Туман. Мутно в окошках, как ни три их кепчонкой.
— Появился уже героический или нет?
— Не видно ничего.
— Вроде море.
— Какое там море? Туман.
Люди толклись возле своих пожитков. Состав тормозил на крутизне. Из открытой двери влетал сырой воздух с запахами кузнечного дыма.
В проходе, с мешком за спиной, Одновалов допивал из горлышка лимонад.
Перронные лампы желтели во мгле. Вспыхивали карманные фонарики, и тогда возникали люди в бушлатах.
В тамбуре кто-то командовал хрипло, спросонок:
— Не забивать проход! Так! По одному!
Духовой оркестр встретил маршем.
— Держись, Василий, — сказал Одновалов, — на новом месте основное — не споткнуться.

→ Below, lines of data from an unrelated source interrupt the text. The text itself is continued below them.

PR #490, opened 2026-07-31
docs: stop claiming four things that are not true

neochaotic:
Wave 2 of #465 — the documentation-lie cleanup. The other two items from that wave already landed: #464's entropy fix in #485, and ADR 0012's dead CI references in #487.

## 1. The control-plane image is not signed, and a comment said it was

`.goreleaser.yaml:90` read *"Both shapes are signed by cosign below"*. There is **no `docker_signs` block anywhere in the file**, and the release workflow signs only `leoflow-migrate` and `leoflow-runtime`. The `signs:` block that does exist covers the **checksums file**, which protects the archives — not the images.

So `leoflow-server`, the one image the Helm chart actually deploys, is the one image that is unsigned. The comment asserted the opposite, which is worse than silence: a reviewer checking supply-chain posture would read it and move on.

Полковник в армейской шинели принимал рапорт сопровождавшего призывников капитан-лейтенанта. Под глазом полковника будто капнули смолой — родинка. Ладошка капитан-лейтенанта — у фуражки, заломленной на затылок. Трубы перешли на «Раскинулось море широко».
— Ах, дьявол! Натянуло туману, — сказал полковник, выслушав рапорт, — и молодых не разглядишь.
— Лозунги хорошие вывесили, — сказал второй моряк, — Кипарисовых веток привезли с Южного берега — и на́ тебе… Такая наша участь… Шишкарев, подстраивайте, начнем!
Старшина зычно отдал команду, подхваченную по всему перрону. На лице полковника скрестились лучи фонариков, и он, жмурясь от света, произнес речь, неожиданно дошедшую до сердца утомленной длинной дорогой молодежи, — была она краткая и задушевная.
— Поздравляю вас с прибытием на службу в столицу Черноморского флота!..
Фонарики погасли.
Тронулись с вокзала куда-то в гору.
Головной моряк с красным фонарем на палке тенором завел «Летят перелетные птицы». Песню недружно подхватили в колонне.
По правую сторону кривой и узкой улочки поднимались каменные стены. Слева — обрыв, ниже — мутные точки огней. Снова стена, сырые камни.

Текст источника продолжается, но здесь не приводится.